Top of Supplied data

PR #90, opened 2022-04-28
Add test for keylime agent without mTLS

ansasaki:
Add function/basic-attestation-without-mtls test case.
The test case runs a basic attestation using the agent with mTLS disabled.

### DIFF
--- a/functional/basic-attestation-without-mtls/test.sh
+++ b/functional/basic-attestation-without-mtls/test.sh
@@ -1,0 +1,148 @@
+#!/bin/bash
+
+. /usr/share/beakerlib/beakerlib.sh || exit 1
+
+AGENT_ID="d432fbb3-d2f1-4a97-9ef7-75bd81c00000"
+
+rlJournalStart
+
+    rlPhaseStartSetup "Do the keylime setup"
+        rlRun 'rlImport "./test-helpers"' || rlDie "cannot import keylime-tests/test-helpers library"
+        rlAssertRpm keylime
+        limeBackupConfig
+        # update /etc/keylime.conf
+        rlRun "limeUpdateConf tenant require_ek_cert False"
+        rlRun "limeUpdateConf cloud_agent mtls_cert_enabled False"
+        rlRun "limeUpdateConf cloud_agent enable_insecure_payload False"
+        rlRun "limeUpdateConf cloud_verifier agent_mtls_cert_enabled False"
+        # if TPM emulator is present
+        if limeTPMEmulated; then
+            # start tpm emulator
+            rlRun "limeStartTPMEmulator"
+            rlRun "limeWaitForTPMEmulator"
+            # make sure tpm2-abrmd is running
+            rlServiceStart tpm2-abrmd
+            sleep 5
+            # start ima emulator
+            export TPM2TOOLS_TCTI=tabrmd:bus_name=com.intel.tss2.Tabrmd
+            rlRun "limeInstallIMAConfig"
+            rlRun "limeStartIMAEmulator"
+        else
+            rlServiceStart tpm2-abrmd
+        fi
+        sleep 5
+        # start keylime_verifier
+        rlRun "limeStartVerifier"
+        rlRun "limeWaitForVerifier"
+        rlRun "limeStartRegistrar"
+        rlRun "limeWaitForRegistrar"
+        # when using unit files we need to adjust them
+        if [ -f /usr/lib/systemd/system/keylime_agent.service -o -f /etc/systemd/system/keylime_agent.service ]; then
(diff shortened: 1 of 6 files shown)


kkaarreell:
Hi @ansasaki , do you know if mTLS comes into play when revocation scripts from payload comes into play? If not, we could simplify the test a bit by not using payload (and do not need expect).

functional/basic-attestation-without-mtls/test.sh
```diff
@@ -0,0 +1,113 @@
...
+            # start tpm emulator
+            rlRun "limeStartTPMEmulator"
+            rlRun "limeWaitForTPMEmulator"
+            # make sure tpm2-abrmd is running
+            rlServiceStart tpm2-abrmd
+            sleep 5
+            # start ima emulator
+            export TPM2TOOLS_TCTI=tabrmd:bus_name=com.intel.tss2.Tabrmd
+            # workaround for https://github.com/keylime/rust-keylime/pull/286
+            export PATH=/usr/bin:$PATH
```
kkaarreell, line 29: Please remove this workaround, I believe it is not needed anymore.

ansasaki:
> Hi @ansasaki , do you know if mTLS comes into play when revocation scripts from payload comes into play? If not, we could simplify the test a bit by not using payload (and do not need expect).

For now, the execution of revocation scripts are not affected by mTLS disablement, but the initial payload script execution is restricted. Note that usually the revocation actions are configured/controlled by the initial payload script, so it is indirectly affected.

When mTLS is disabled, the initial payload script is executed only if `enable_insecure_payload` is set as `True`. I want to exercise this restriction, but probably I need to change the test to not set `enable_insecure_payload` and expect the payload to not be executed, then enable it and expect the payload to be executed.

The python agent is missing the [enhancement 55](https://github.com/keylime/enhancements/blob/master/55_revocation_actions_without_python.md), which adds the `allow_payload_revocation_actions` option to control whether the payload revocation actions should be executed or only pre-installed actions are enabled. This behavior should be tested in a separate test executed only for the rust agent (probably the same used to test if non-python scripts).

functional/basic-attestation-without-mtls/test.sh
ansasaki: Will do.

kkaarreell:
This is weird. CentOS Stream 8 test should be passing as it is running with upstream bits but it fails in a same way as Fedora runs with distribution rpms. @ansasaki Any idea why?

ansasaki:
> This is weird. CentOS Stream 8 test should be passing as it is running with upstream bits but it fails in a same way as Fedora runs with distribution rpms. @ansasaki Any idea why?

This is weird indeed, for me the tests should be passing on both upstream and Fedora since the exercised changes are already there. I'll investigate.

kkaarreell:
OK. Thank you.
Also, could you please add a bit more detailed description to `main.fmf` file? Something similar to what is currently being added in https://github.com/RedHat-SP-Security/keylime-tests/pull/92/files

functional/basic-attestation-without-mtls/test.sh
```diff
@@ -0,0 +1,147 @@
...
+        rlRun "expect add.expect"
+        rlRun "limeWaitForAgentStatus $AGENT_ID 'Get Quote'"
+        rlRun -s "lime_keylime_tenant -c cvlist"
+        rlAssertGrep "{'code': 200, 'status': 'Success', 'results': {'uuids':.*'$AGENT_ID'" $rlRun_LOG -E
+        rlAssertGrep "mTLS disabled" $(limeAgentLogfile)
+        rlAssertGrep "payloads cannot be deployed" $(limeAgentLogfile)
+    rlPhaseEnd
+
+    rlPhaseStartTest "Enable insecure payload and set script_payload"
+        rlRun -s "lime_keylime_tenant -v 127.0.0.1 -t 127.0.0.1 -u $AGENT_ID -c delete"
```
kkaarreell, line 89: Adding `lime_keylime_tenant -r 127.0.0.1 -t 127.0.0.1 -u d432fbb3-d2f1-4a97-9ef7-75bd81c00000 -c regdelete` below fixes the CI failure.

ansasaki: Rebased on top of current `main` and added this.

ansasaki:
> OK. Thank you. Also, could you please add a bit more detailed description to `main.fmf` file? Something similar to what is currently being added in https://github.com/RedHat-SP-Security/keylime-tests/pull/92/files

Done!

kkaarreell:
I think I will disable coverage measurement on CentOS Stream 8, this particular error already appeared in the past on this platform.
Thank you for the test. Please remember that in order to enable it in upstream keylime/keylime project one has to add the test to the packit test plan.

Bottom of Supplied data

### Task requirements
Type out the records above again, exactly the same.

### Solution to this exercise
PR #90, opened 2022-04-28
Add test for keylime agent without mTLS

ansasaki:
Add function/basic-attestation-without-mtls test case.
The test case runs a basic attestation using the agent with mTLS disabled.

### DIFF
--- a/functional/basic-attestation-without-mtls/test.sh
+++ b/functional/basic-attestation-without-mtls/test.sh
@@ -1,0 +1,148 @@
+#!/bin/bash
+
+. /usr/share/beakerlib/beakerlib.sh || exit 1
+
+AGENT_ID="d432fbb3-d2f1-4a97-9ef7-75bd81c00000"
+
+rlJournalStart
+
+    rlPhaseStartSetup "Do the keylime setup"
+        rlRun 'rlImport "./test-helpers"' || rlDie "cannot import keylime-tests/test-helpers library"
+        rlAssertRpm keylime
+        limeBackupConfig
+        # update /etc/keylime.conf
+        rlRun "limeUpdateConf tenant require_ek_cert False"
+        rlRun "limeUpdateConf cloud_agent mtls_cert_enabled False"
+        rlRun "limeUpdateConf cloud_agent enable_insecure_payload False"
+        rlRun "limeUpdateConf cloud_verifier agent_mtls_cert_enabled False"
+        # if TPM emulator is present
+        if limeTPMEmulated; then
+            # start tpm emulator
+            rlRun "limeStartTPMEmulator"
+            rlRun "limeWaitForTPMEmulator"
+            # make sure tpm2-abrmd is running
+            rlServiceStart tpm2-abrmd
+            sleep 5
+            # start ima emulator
+            export TPM2TOOLS_TCTI=tabrmd:bus_name=com.intel.tss2.Tabrmd
+            rlRun "limeInstallIMAConfig"
+            rlRun "limeStartIMAEmulator"
+        else
+            rlServiceStart tpm2-abrmd
+        fi
+        sleep 5
+        # start keylime_verifier
+        rlRun "limeStartVerifier"
+        rlRun "limeWaitForVerifier"
+        rlRun "limeStartRegistrar"
+        rlRun "limeWaitForRegistrar"
+        # when using unit files we need to adjust them
+        if [ -f /usr/lib/systemd/system/keylime_agent.service -o -f /etc/systemd/system/keylime_agent.service ]; then
(diff shortened: 1 of 6 files shown)


kkaarreell:
Hi @ansasaki , do you know if mTLS comes into play when revocation scripts from payload comes into play? If not, we could simplify the test a bit by not using payload (and do not need expect).

functional/basic-attestation-without-mtls/test.sh
```diff
@@ -0,0 +1,113 @@
...
+            # start tpm emulator
+            rlRun "limeStartTPMEmulator"
+            rlRun "limeWaitForTPMEmulator"
+            # make sure tpm2-abrmd is running
+            rlServiceStart tpm2-abrmd
+            sleep 5
+            # start ima emulator
+            export TPM2TOOLS_TCTI=tabrmd:bus_name=com.intel.tss2.Tabrmd
+            # workaround for https://github.com/keylime/rust-keylime/pull/286
+            export PATH=/usr/bin:$PATH
```
kkaarreell, line 29: Please remove this workaround, I believe it is not needed anymore.

ansasaki:
> Hi @ansasaki , do you know if mTLS comes into play when revocation scripts from payload comes into play? If not, we could simplify the test a bit by not using payload (and do not need expect).

For now, the execution of revocation scripts are not affected by mTLS disablement, but the initial payload script execution is restricted. Note that usually the revocation actions are configured/controlled by the initial payload script, so it is indirectly affected.

When mTLS is disabled, the initial payload script is executed only if `enable_insecure_payload` is set as `True`. I want to exercise this restriction, but probably I need to change the test to not set `enable_insecure_payload` and expect the payload to not be executed, then enable it and expect the payload to be executed.

The python agent is missing the [enhancement 55](https://github.com/keylime/enhancements/blob/master/55_revocation_actions_without_python.md), which adds the `allow_payload_revocation_actions` option to control whether the payload revocation actions should be executed or only pre-installed actions are enabled. This behavior should be tested in a separate test executed only for the rust agent (probably the same used to test if non-python scripts).

functional/basic-attestation-without-mtls/test.sh
ansasaki: Will do.

kkaarreell:
This is weird. CentOS Stream 8 test should be passing as it is running with upstream bits but it fails in a same way as Fedora runs with distribution rpms. @ansasaki Any idea why?

ansasaki:
> This is weird. CentOS Stream 8 test should be passing as it is running with upstream bits but it fails in a same way as Fedora runs with distribution rpms. @ansasaki Any idea why?

This is weird indeed, for me the tests should be passing on both upstream and Fedora since the exercised changes are already there. I'll investigate.

kkaarreell:
OK. Thank you.
Also, could you please add a bit more detailed description to `main.fmf` file? Something similar to what is currently being added in https://github.com/RedHat-SP-Security/keylime-tests/pull/92/files

functional/basic-attestation-without-mtls/test.sh
```diff
@@ -0,0 +1,147 @@
...
+        rlRun "expect add.expect"
+        rlRun "limeWaitForAgentStatus $AGENT_ID 'Get Quote'"
+        rlRun -s "lime_keylime_tenant -c cvlist"
+        rlAssertGrep "{'code': 200, 'status': 'Success', 'results': {'uuids':.*'$AGENT_ID'" $rlRun_LOG -E
+        rlAssertGrep "mTLS disabled" $(limeAgentLogfile)
+        rlAssertGrep "payloads cannot be deployed" $(limeAgentLogfile)
+    rlPhaseEnd
+
+    rlPhaseStartTest "Enable insecure payload and set script_payload"
+        rlRun -s "lime_keylime_tenant -v 127.0.0.1 -t 127.0.0.1 -u $AGENT_ID -c delete"
```
kkaarreell, line 89: Adding `lime_keylime_tenant -r 127.0.0.1 -t 127.0.0.1 -u d432fbb3-d2f1-4a97-9ef7-75bd81c00000 -c regdelete` below fixes the CI failure.

ansasaki: Rebased on top of current `main` and added this.

ansasaki:
> OK. Thank you. Also, could you please add a bit more detailed description to `main.fmf` file? Something similar to what is currently being added in https://github.com/RedHat-SP-Security/keylime-tests/pull/92/files

Done!

kkaarreell:
I think I will disable coverage measurement on CentOS Stream 8, this particular error already appeared in the past on this platform.
Thank you for the test. Please remember that in order to enable it in upstream keylime/keylime project one has to add the test to the packit test plan.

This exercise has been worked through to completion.